Chères lectrices, chers lecteurs, je vous invite à lire ce témoignage :

Quand le sabbat fut passé, Marie de Magdala, Marie mère de Jacques, et Salomé achetèrent des huiles aromatiques pour aller embaumer le corps de Jésus. Il était encore très tôt, le dimanche matin, lorsqu’elles arrivèrent au tombeau. Le soleil se levait. En chemin, elles s’étaient demandé les unes aux autres: Qui nous roulera la pierre qui ferme l’entrée du tombeau?

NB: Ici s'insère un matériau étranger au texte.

PR #404, opened 2022-11-28
[DO NOT MERGE] Upgrade v4 Debug

sampocs:
* Setup dockernet by running the following:
```
make build-docker build=gr
```
* Then see the upgrade [README](https://github.com/Stride-Labs/stride/tree/main/scripts/upgrades#run-instructions) for instructions
* View stride logs in `scripts/logs/stride.log`

### DIFF
--- a/app/upgrades.go
+++ b/app/upgrades.go
@@ -6,11 +6,12 @@ import (
 	storetypes "github.com/cosmos/cosmos-sdk/store/types"
 	upgradetypes "github.com/cosmos/cosmos-sdk/x/upgrade/types"
 
+	authzkeeper "github.com/cosmos/cosmos-sdk/x/authz/keeper"
+
 	v2 "github.com/Stride-Labs/stride/v3/app/upgrades/v2"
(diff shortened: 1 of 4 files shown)


sampocs:
@faddat Not sure if this helps at all, but I tried a few combinations of adding/deleting the key at different heights. The heights were passed into `UpgradeStoreLoader`. Results were as follows:

| Deleted Key (Height) | Added Key (Height)      | Result    |
|----------------------|-------------------------|-----------|
| yes (upgradeHeight)  | no                      | SUCCEEDED |
| no                   | yes (upgradeHeight)     | FAILED    |
| yes (upgradeHeight)  | yes (upgradeHeight + 5) | SUCCEEDED |
| no                   | yes (upgradeHeight + 5) | SUCCEEDED |

However, I suspect passing a non-upgrade height was simply ignored since the handler is only executed at the upgrade height (supported by the last example in the table). Which would mean the successes were actually silent failures and these tests results are essentially meaningless... but I figured I'd share the results nonetheless!

PR #406, opened 2022-11-29
Add ctx app test helper

hieuvubk:
Closes: #XXX

App Context is not saved when tests are running. So I created a `Ctx` field in `AppTestHelper` to  store app context.


app/apptesting/test_helpers.go
```diff
@@ -149,6 +142,7 @@ func (s *AppTestHelper) CreateTransferChannel(hostChainID string) {
 	s.App = s.StrideChain.App.(*app.StrideApp)
 	s.HostApp = s.HostChain.GetSimApp()
 
+	s.Ctx = s.StrideChain.GetContext()
```
sampocs, line 145: ah yes, this a great way to do it! (nit comment: move it up a line)

```go
s.App = s.StrideChain.App.(*app.StrideApp)
s.HostApp = s.HostChain.GetSimApp()
s.Ctx = s.StrideChain.GetContext()

// Finally confirm the channel was setup properly
```

sampocs (commented):
This is so much cleaner!! Thanks for doing this! This actually opens the door for two additional cleanups:
1. I think we can now remove the `IbcEnabled` attribute from the `AppTestHelper` struct. And then in `CreateTransferChannel`, instead of checking `if !s.IbcEnabled`, you can just check`if s.HostChain == nil`
2. You can remove the `HostCtx` function. It's not actually used anywhere. **If** we ever find that we need the host zone context, then we can add that as a separate attribute to the struc, but let's hold off for now cause I can't think of reason why we would ever need that.

DongLieu:
@sampocs Hi I try to using `s.HostChain == nil` but seem not as we expected. I'll dig into it later

sampocs:
> @sampocs Hi I try to using s.HostChain == nil but seem not as we expected. I'll dig into it later
Ah sorry, actually I think I just remembered that it doesn't work because it's a pointer and the tests are running in parallel. Keeping IbcEnabled in there is fine

sampocs (approved):

Issue #201, opened 2022-01-19
Remove OSM support from Alfalfa (use OSW in future)


nllong:
Right now there are three paths through alfalfa's worker. OSM, OSW, and FMU. The OSM uses a hardcoded weather file and really doesn't provide utility. This task is to remove the OSM path. Users can still use OSW to run OS/E+ simulations.

PR #227, opened 2022-02-02
Remove .osm workflow from workers

TShapinsky:
#201 
There is still some OSM language existing in alfalfa. Some is dealing with the seed models for OSWs and some is on the front end. I haven't touched the front end due to being unclear as to what is actually referring OSMs and what is an OSW workflow condition that is called "osm".


alfalfa_worker/worker_fmu/add_site.py
```diff
@@ -141,38 +139,6 @@ def insert_os_tags(self, points_json_path, mapping_json_path):
         # add points to database
         self.ac.add_site_to_mongo(points_json, self.upload_id)
 
-    def add_osm(self):
```
nllong, line 144: 🧹!

nllong (commented):
Looking good. Note that #223 will remove some of the osmName items. I haven't merged yet because we'll need to release an updated version of alfalfa-client.

TShapinsky:
@nllong just merged in the osm rename, everything appears to be working on my end

nllong:
> @nllong just merged in the osm rename, everything appears to be working on my end

noice! this is going to be an amazing PR with nice cleanup!

nllong:
@TShapinsky -- is this still a WIP, or can we merge?

TShapinsky:
> @TShapinsky -- is this still a WIP, or can we merge?

I think this is good if we're ready to merge the client change as well

nllong:
sweet, let me do a review of it by tomorrow's meeting. 

I'm happy merging the client down, but will want to wait to release. Do you think it is an issue having people (via poetry) use the Github version of the client?

nllong:
Also, I think [the workflow.tar.gz](https://github.com/NREL/alfalfa/blob/201-remove-osm-workflow/alfalfa_worker/workflow.tar.gz) can be removed since it was used in the OSM workflow? True?

That also means `def extract_workflow_tar(self):` can disappear.

TShapinsky:
> Also, I think [the workflow.tar.gz](https://github.com/NREL/alfalfa/blob/201-remove-osm-workflow/alfalfa_worker/workflow.tar.gz) can be removed since it was used in the OSM workflow? True?
> 
> That also means `def extract_workflow_tar(self):` can disappear.

I can make those changes and see if the tests still pass

TShapinsky:
@nllong we also still have `sim_osm.py` and `step_osm.py` and `osm_model_advancer` should I change all of those to osw?

nllong:
> @nllong we also still have `sim_osm.py` and `step_osm.py` and `osm_model_advancer` should I change all of those to osw?

I would leave those as is because I'm going to rename the files to just "simulate.py" and "step.py" or something like that. That way the worker "API" just knows to call simulate in the shared mounted directory for FMU or OSWs.

TShapinsky:
@nllong added the changes, everything appears to still work

nllong:
> 



> @nllong added the changes, everything appears to still work

sweet, can you fix the pre-commit checks... probably formatting.

TShapinsky:
> > 
> 
> > @nllong added the changes, everything appears to still work
> 
> sweet, can you fix the pre-commit checks? probably formatting.

Looks like I didn't have pre-commit set up on my machine. Should pass now

nllong (approved):
looks great! Thanks!

PR #235, opened 2022-02-17
Update alfalfa-client branch

nllong:
Use the updated develop branch of the alfalfa-client which now has the osmName->modelName committed.


TShapinsky (approved):
Nice to have the client aligned now

Issue #228, opened 2022-02-03
[2/18] Create Dispatch Class for Workers


laurenklun:
toby assisting

Issue #233, opened 2022-02-15
many to one relationship between runs and uploaded models 


anyaelena:
Uses cases:
- multiple simultaneous sims based on single upload
- if model is re-run, each run will need a unique identifier

PR #239, opened 2022-02-18
Create dispatcher class

### LINKED ISSUE #224: Breakup queue on front end
Enable the front end to support multiple worker queues. For example if the modelType (`simType` in JS) is FMU then submit the model to queue1, if OpenStudio then submit to queue2.

nllong:
`__main__.py` previously called the `worker.py` class directly and then `worker.run()`. This PR introduces an additional layer to help dispatch the work through a new class called Dispatcher. `__main__.py` now calls the dispatcher to run.

Items to still address in the form of cleanup
* There are redundant methods in the sim_*, step_*, and add_site.py files. The dispatcher is the only place now where conditional statements pivoting on osm vs fmu should occur.
* rename the "sim_fmu", "sim_osm", etc to just "sim", etc. Remove the job type from the file, that is implied in the directory.

Other items this PR addresses:
* `AlfalfaConnections` is now a base class. When accessing connections you no longer call `self.ac.<xyz>` rather just `self.<xyz>`.
* There is a logger mixin base class that allows classes that need logging to multi-inherit from. Similar to above, no longer do you need to call `self.model_logger.logger`, just `self.logger`.
* Removed the initial work for multiple queues. Only 1 queue now.

Closes #224 with no action
Addresses #228 
Addresses #211


alfalfa_worker/__init__.py
```diff
@@ -12,6 +10,7 @@
 finally:
     del get_distribution, DistributionNotFound
 
+# TODO: remove these, I don't even think they exist as shown anymore!
 # Not sure that these are needed here. Leave for now...
 __all__ = ['add_site',
```
nllong, line 15: I'm pretty sure we can delete these lines with `__all__`

alfalfa_worker/__main__.py
```diff
@@ -23,34 +23,29 @@
...
-else:
-    print(f"Unknown queue in env var of JOB_QUEUE_URL with {os.environ.get('JOB_QUEUE_URL', None)}")
+from alfalfa_worker.dispatcher import Dispatcher
+
 
 if __name__ == '__main__':
     try:
-        worker = Worker()
-        worker.worker_logger.logger.info("Worker initialized")
+        dispatcher = Dispatcher()
```
nllong, line 39: The dispatcher is now in charge of handing the simulation to the appropriate worker runner code. Worker is a misnomer a bit because it isn't a separate node/pod.

alfalfa_worker/dispatcher.py
```diff
@@ -0,0 +1,139 @@
...
+        self.worker_openstudio_class = WorkerOpenStudio()
+        self.worker_fmu_class = WorkerFmu()
+
+    def determine_worker_class(self, test_str):
+        """This is the only place where we should decide
+        if the work is an OSW or an FMU
+        """
+        worker_class = None
+        test_str = test_str.lower().replace('.', '')
+        if test_str in ['osw', 'osm', 'zip']:
```
nllong, line 67: OSM is still needed because after a site is added, the run_sim passes an OSM as the job type, which hits this method.

alfalfa_worker/dispatcher.py
```diff
@@ -0,0 +1,139 @@
...
+                    if action == 'init':
+                        # For testing purposes, just return the
+                        # worker class that was assigned
+                        return worker_class
+                    elif action == 'addSite':
+                        worker_class.add_site(message_body)
+                elif action in ['runSite', 'runSim']:
+                    # get the site ID out of the message
+                    site_id = message_body.get('id')
+                    site_rec = self.mongo_db_recs.find_one({"_id": site_id})
```
nllong, line 108: sorry, had to pull this from mongo. This is also in each of the run* files. This method should get abstracted regardless, perhaps in a "Site" class (similar to an ORM), and then we can easily replace with Postgres or the like.

alfalfa_worker/lib/__init__.py
```diff
@@ -1,3 +1,4 @@
-from .precheck_argus import *  # noqa
-from .make_gzip_file import *  # noqa
-from .tagutils import *  # noqa
+# TODO: these should be imported into the files that need them
```
nllong, line 1: I try not to initialize a bunch of files. I updated the includes in the files that needed them.

alfalfa_worker/lib/alfalfa_connections_base.py
```diff
@@ -12,7 +12,7 @@
 from influxdb import InfluxDBClient
 
 
-class AlfalfaConnections:
+class AlfalfaConnectionsBase(object):
```
nllong, line 15: need to inherit from `object` in python2 for base classes. I look forward to moving this all to python 3.

alfalfa_worker/model_advancer_base.py
```diff
@@ -27,14 +27,17 @@
...
 # sys.path.append(os.path.join(os.path.dirname(__file__), '..'))
-from alfalfa_worker.lib.alfalfa_connections import AlfalfaConnections
-from alfalfa_worker.model_logger import ModelLogger
+from alfalfa_worker.lib.alfalfa_connections_base import AlfalfaConnectionsBase
+from alfalfa_worker.lib.logger_mixins import ModelLoggerMixin
 
 
-class ModelAdvancer(object):
-    """Base class for advancing models"""
+class ModelAdvancerBase(ModelLoggerMixin, AlfalfaConnectionsBase):
```
nllong, line 34: Yes this looks like multiple inheritance and it kinda is. Mixins will call the remaining `__init__` methods.

alfalfa_worker/model_advancer_base.py
```diff
@@ -105,16 +104,16 @@ def run(self):
         self.set_idle_state()
         self.init_sim()
         self.set_db_status_running()
-        self.ac.redis_pubsub.subscribe(self.site_id)
+        self.redis_pubsub.subscribe(self.site_id)
```
nllong, line 107: notice that we no longer have to say `self.ac` or `self.model_logger.logger`. So much nicer!

alfalfa_worker/worker_fmu/add_site.py
```diff
@@ -253,18 +253,18 @@ def add_fmu(self):
...
         """
-        self.add_site_logger.logger.info("add_fmu for {}".format(self.key))
+        self.logger.info("add_fmu for {}".format(self.key))
 
-        self.ac.s3_bucket.download_file(self.key, self.fmu_path)
+        self.s3_bucket.download_file(self.key, self.fmu_path)
 
         # External call to python2 to create FMU tags
-        call(['python', 'lib/fmu_create_tags.py', self.fmu_path, self.file_name, self.fmu_json])
+        call(['python', 'alfalfa_worker/lib/fmu_create_tags.py', self.fmu_path, self.file_name, self.fmu_json])
```
nllong, line 261: I remove the `os.chdir` at the beginning of the `worker.py` which means that we need to path from the root of the python worker project.

alfalfa_worker/worker_fmu/step_fmu.py
```diff
@@ -58,7 +60,7 @@ def __init__(self, **kwargs):
         # Use arbitrary start datetime for now
         self.current_datetime = datetime(1970, 1, 1, 0, 0, 0)
 
-        self.site = self.ac.mongo_db_recs.find_one({"_id": self.site_id})
+        self.site = self.mongo_db_recs.find_one({"_id": self.site_id})
```
nllong, line 63: should be in a related class with "site" data.

tests/worker/test_dispatcher.py
```diff
@@ -0,0 +1,77 @@
...
+            dispatcher.determine_worker_class('oSu')
+        self.assertTrue('Unable to determine worker class of string osu' in str(context.exception))
+
+    def test_worker_add_site(self):
+        dispatcher = Dispatcher()
+
+        # This is a mocked message, if the queue changes, this needs to be updated
+        # to support the new format of the queue messages.
+        # TODO: make the body of the messages at a minimum a dictionary, or create a helper method
+        message_stub = MessageMock({
```
nllong, line 36: New `MessageMock` class can act like the queue for testing.

alfalfa_worker/dispatcher.py
anyaelena: #233 will impact this as well i think?

anyaelena (dismissed):
@nllong  I really appreciate the detailed review.

alfalfa_worker/dispatcher.py
nllong: yes it will. I think we need to make a `Site` class that knows how to talk to the database/mongo. This is starting to look like an ORM/ODM need...

.env
```diff
@@ -10,8 +10,6 @@ S3_URL_EXTERNAL=http://localhost:9000
 S3_BUCKET=alfalfa
 REDIS_HOST=redis
 JOB_QUEUE_URL=http://goaws:4100/queue/local-queue1
```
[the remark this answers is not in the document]
nllong: I just went back to the original name, we could change...

alfalfa_worker/dispatcher.py
```diff
@@ -0,0 +1,137 @@
...
+        """Listen to queue and process messages upon arrival
+        """
+        self.logger.info("Entering dispatcher run")
+        while True:
+            # WaitTimeSeconds triggers long polling that will wait for events to enter queue
+            # Receive Message
+            try:
+                messages = self.sqs_queue.receive_messages(MaxNumberOfMessages=1, WaitTimeSeconds=20)
+                if len(messages) > 0:
+                    message = messages[0]
```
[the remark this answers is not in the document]
nllong: yeah, the SQS queue is FIFO and atomic.

alfalfa_worker/worker_fmu/add_site.py
nllong: I hope that this disappears when we move to python3 and classify all of the classes.

alfalfa_worker/dispatcher.py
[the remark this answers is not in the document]
nllong: yup

PR #243, opened 2022-02-24
Increase timeout for mlep to 1 min

### LINKED ISSUE #242: OSW won't start
Some osw based models will not start simulating. What up with that?

kbenne:
Larger models need more time for EnergyPlus to go through startup/warmup.
1 minute is arbitrary but probably enough for most models.

close #242


anyaelena (approved):
Thanks @kbenne !

PR #277, opened 2022-03-28
Fixed datetime picker

axelstudios:
# Description
Luxon had to be downgraded to v1 to satisfy material-ui-pickers v3 requirements

image


anyaelena (approved):
Thanks @axelstudios !

Issue #276, opened 2022-03-25
start should accept timestep as input


anyaelena:
Timestep is currently hardcoded for both E+ (1 min) and FMUs (5 min).

This will require coordinated update to web, worker, & client

anyaelena:
back to ice box for prioritization

Issue #262, opened 2022-03-17
FMU start time hard coded


anyaelena:
I think [this](https://github.com/NREL/alfalfa/blob/develop/alfalfa_worker/worker_fmu/step_fmu.py#L61) just needs to be set to the startTime. Otherwise the real startTime just gets [overwritten](https://github.com/NREL/alfalfa/blob/develop/alfalfa_worker/worker_fmu/step_fmu.py#L276) at the first time step.

PR #280, opened 2022-03-29
263 fix fmutimescale

### LINKED ISSUE #263: FMUs should respect timescale input
https://github.com/NREL/alfalfa/blob/develop/alfalfa_worker/worker_fmu/step_fmu.py#L171

Note that not only is sleep hardcoded, but we don't account for the variable time for advancing model.  We should rework this step sim logic (probably for osw as well) to truly track real time or maintain the intended timescale without drift.  Probably checking against the clock time when sim starts.

anyaelena:
Fixes #263  and #262. Needs cleanup though!!

@nllong note that this also updates the hardcoded fmu timestep from 300s to 60s.  This brings it into line with hardcoded E+ timestep but pls be aware in case this impacts your work w/CU.  I opened #276 for us to prioritize after the current release.

### DIFF
--- a/alfalfa_worker/worker_fmu/step_fmu.py
+++ b/alfalfa_worker/worker_fmu/step_fmu.py
@@ -192,6 +192,10 @@ class RunFMUSite(AlfalfaConnectionsBase):
                 # update stop flag from db
                 self.db_stop_set()
 
+                # update stop flag from endTime
+                if self.simtime >= self.endTime:
+                    self.stop = True
+
                 if self.stop:
                     break
 
@@ -200,9 +204,6 @@ class RunFMUSite(AlfalfaConnectionsBase):
                     next_step_time = next_step_time + self.realworld_timedelta
                     self.advance = False
 
-                # update stop flag from endTime
-                if self.simtime >= self.endTime:
-                    self.stop = True
         self.cleanup()
 
     # Check the database for a stop signal


anyaelena:
(don't judge me for the sloppy prints, pls - will cleanup before merge)

TShapinsky (dismissed):
This looks fine to me. I think we're all looking forward to finally ripping out hardcoded bits.

alfalfa_worker/worker_fmu/step_fmu.py
```diff
@@ -169,12 +169,12 @@ def run(self):
                         self.set_idle_state()
                         break
         else:
-            # first step - AP not sure this is necessary
-            # if self.simtime == self.startTime:
-            #     print("taking first step at {}",datetime.now())
-            #     self.step()
-            #     print("finished first step at {}",datetime.now())
-            #     next
+            # first step takes extra time
```
TShapinsky, line 172: Is this due to warmup in spawn?

anyaelena: I'm not entirely sure.  it seems to happen after the Spawn warmup completes but it was taking a several minutes when i logged it.

anyaelena:
@TShapinsky yes pls - should be what you reviewed yesterday + a couple fixes.

alfalfa_worker/worker_fmu/step_fmu.py
```diff
@@ -164,13 +169,41 @@ def run(self):
...
+            print("in run with current time & next_step_time: ", current_time, next_step_time)
+            self.advance = False
+            while True:
+                current_time = datetime.now()
+
+                if current_time >= next_step_time:
+                    self.advance = True
+                    # sim is not keeping up with target timescale.
+                    # TODO rethink arbitrary 60s behind
+                    if (current_time > next_step_time + timedelta(seconds=60)):
```
TShapinsky, line 189: In the future we could keep track of step times and stop if step run times are routinely take longer than the target times.

alfalfa_worker/worker_fmu/step_fmu.py
```diff
@@ -164,13 +169,41 @@ def run(self):
...
+                if self.advance:
+                    self.step()
+                    next_step_time = next_step_time + self.realworld_timedelta
+                    self.advance = False
+
+                # update stop flag from db
+                self.db_stop_set()
 
+                # update stop flag from endTime
+                if self.simtime >= self.endTime:
```
TShapinsky, line 205: Should this check and the `db_stop_set()` happen before the `if self.stop: break` block? That way you're guaranteed that you won't have a step run after the simulation is supposed to stop.

alfalfa_worker/worker_fmu/step_fmu.py
```diff
@@ -164,13 +169,41 @@ def run(self):
...
-                if self.db_stop_set():
-                    break
+            # first step takes extra time and needs to happen outside timescale loop
+            if self.simtime == self.startTime:
+                print("taking first step at ", datetime.now())
                 self.step()
-                # TODO: Make this respect time scale provided by user
-                time.sleep(5)
+                print("finished first step at ", datetime.now())
+                next
```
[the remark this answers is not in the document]
anyaelena: no.  good catch.

alfalfa_worker/worker_fmu/step_fmu.py
anyaelena: yes, we can probably do better.  Also note that this logic should be shared between fmu and osws.

alfalfa_worker/worker_fmu/step_fmu.py
anyaelena: Yes again.

anyaelena:
@TShapinsky  I pushed my response to your review.  Thank you for that!

alfalfa_worker/worker_fmu/step_fmu.py
TShapinsky: was any code supposed to be pushed to respond to this?

anyaelena: I just pushed another update.  Since the step() is what updates self.simtime, I don't think this makes a difference functionally but I do think it's cleaner and more readable.

TShapinsky (approved):
Looks good to me

PR #307, opened 2022-06-20
Don't Generate Precompressed Assets

axelstudios:
In production the Express server expects precompiled .gz files


anyaelena (approved):
Thanks @axelstudios. Built/deployed locally and confirmed that UI loads fine for me now.

PR #316, opened 2022-06-30
Alfalfa REST API + Documentation

axelstudios:
This PR implements a RESTful API alongside the existing GraphQL API, combined with automated API doc generation.

- Added REST API (`/api/v2/*`)
- Namespaced haystack API (`/haystack/*`)
- Added automated API documentation using Redoc (`/docs`)
- Fixed bug preventing automated simulation progression through UI
- Fixed bugs where dialogs caused WSOD
- Fixed Mongo request race condition bug that prevented useable results (sitesResolver)
- Improved Mongo performance by filtering queries when applicable (sitesResolver)
- Fixed bug where `Alfalfa` header link was only partially clickable
- Fixed text selection in upload filename
- Fixed unhandled error when upload is canceled
- Fixed broken mc container
- Fixed side-scroll bug
- Improved point dialog with recursive mapping to remove Haystack type prefixes
- Added package.json version (returned by API)
- Added missing copyrights
- Renamed `/sites` route to `/models`
- Production builds have been optimized to minify+mangle and exclude sourcemaps
- Fully supports split development with a developer environment on one host and mongo/redis/minio/goaws on another
- Added `LOGGING` toggle to `.env`
- 0 dependency vulnerabilities

Browse to `/docs` for API documentation

image

## Discovered & Known Issues
- There is currently no concept of multiple "runs" for a "model" because modelId == runId.
- Simulation end-time isn't respected
- Some API endpoints remain to be added/documented
- Mongo collection `runs` has incorrect `job_history` for each, `CreateRun` keeps adding up for each new document
- Runs in mongo never go away even if the run is deleted from the UI (Mongo shows 10+, Haystack returns 1)
  - This causes everything to get progressively slower each time a new file is uploaded, since all mongo sites are queried every second
- Completed simulation download links can be incorrect and should use the S3 external URL
- Several properties of the run (e.g. `timescale`) are not persisted in haystack/mongo so they're not available to the API.
- Completed simulations can't be deleted (button is always disabled)


alfalfa_web/generate-docs.js
```diff
@@ -0,0 +1,69 @@
...
+  apis: ["./server/api-v2.js", "./server/api-haystack.js"],
+  definition: {
+    openapi: "3.1.0",
+    info: {
+      title: "Alfalfa",
+      version: version,
+      description:
+        "Alfalfa transforms Building Energy Models (BEMs) into virtual buildings by providing industry standard building control interfaces for interacting with models as they run",
+      "x-logo": {
+        url: "/assets/alfalfa.svg"
```
TShapinsky, line 20: Looks like this file may not have been committed

TShapinsky:
> Runs in mongo never go away even if the run is deleted from the UI (Mongo shows 10+, Haystack returns 1) 

This is because the delete that is called in the api is done through haystack which then only deletes the site from the `recs` not `runs`

alfalfa_web/server/api-v2.js
```diff
@@ -0,0 +1,408 @@
...
+ */
+router.get("/models", async (req, res) => {
+  const docs = {};
+  const cursor = db.collection("runs").find();
+  for await (const doc of cursor) {
+    if (doc) docs[doc._id] = doc;
+  }
+
+  got
+    .post("http://localhost/haystack/read", {
```
TShapinsky, line 90: My feeling is that the new api should not use the haystack api to query data. It should just go straight to mongo itself.

alfalfa_web/server/resolvers.js
```diff
@@ -100,103 +99,69 @@ function runSiteResolver(args, context) {
...
         "params": {
           "run_id": "${args.siteRef}",
-          "timescale": "${args.timescale}",
+          "timescale": ${args.timescale},
           "start_datetime": "${args.startDatetime}",
           "end_datetime": "${args.endDatetime}",
-          "realtime": "${args.realtime}",
-          "external_clock": "${args.externalClock}"
+          "realtime": ${args.realtime},
+          "external_clock": ${args.externalClock}
```
TShapinsky, line 115: I think this change is causing an JSON parse error on the worker.

```
alfalfa_worker  | INFO:alfalfa_dispatcher:Message Received with payload: {
alfalfa_worker  |         "job": "alfalfa_worker.jobs.openstudio.StepRun",
alfalfa_worker  |         "params": {
alfalfa_worker  |           "run_id": "470c9e36-f8a0-11ec-a714-acde48001122",
alfalfa_worker  |           "timescale": undefined,
alfalfa_worker  |           "start_datetime": "undefined",
alfalfa_worker  |           "end_datetime": "undefined",
alfalfa_worker  |           "realtime": undefined,
alfalfa_worker  |           "external_clock": undefined
alfalfa_worker  |         }
alfalfa_worker  |       }
alfalfa_worker  | 2022-06-30 18:13:09,720 - alfalfa_dispatcher - ERROR - Exception while processing message: Expecting value: line 5 column 24 (char 162) with Traceback (most recent call last):
```

anyaelena:
Note that failing test is a one-off '~ replacement' ci error, but the other integration test passes.

PR #325, opened 2022-07-08
Check in run when error in job is experienced

TShapinsky:
- Added `self.checkin_run()` to error handling code.
- Added test which throws error and then confirms that error exists in `jobs.log` that was committed to the run


anyaelena:
@TShapinsky no reviewer assigned but looks good to me.  Ready to merge?

TShapinsky:
Ready to merge!

anyaelena (approved):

Or, en levant les yeux, elles s’aperçurent que la pierre avait été roulée sur le côté, et c’était un bloc énorme. Elles pénétrèrent dans le caveau et virent, assis du côté droit, un jeune homme vêtu d’une robe blanche. Elles furent saisies de frayeur. Mais le jeune homme leur dit: N’ayez pas peur! Vous cherchez Jésus de Nazareth, celui qui a été crucifié? Il est ressuscité, il n’est plus ici. Voyez l’endroit où on l’avait déposé. Et maintenant, allez annoncer à ses disciples, et aussi à Pierre, qu’il vous précède en Galilée; c’est là que vous le verrez, comme il vous l’a dit.

(Évangile selon Marc 16, 1-7)

C’est la vérité ! Vous pouvez le croire sur parole.

Qu’est-ce qui fait que nous croirons ce témoignage ? Parce qu’il est dans la bible et que la bible dit vrai ? Parce que c’est un certain Marc qui l’a écrit ? Parce que c’est écrit, justement ? Tout l’enjeu est ici : pourquoi croirions-nous ceci plutôt que cela ?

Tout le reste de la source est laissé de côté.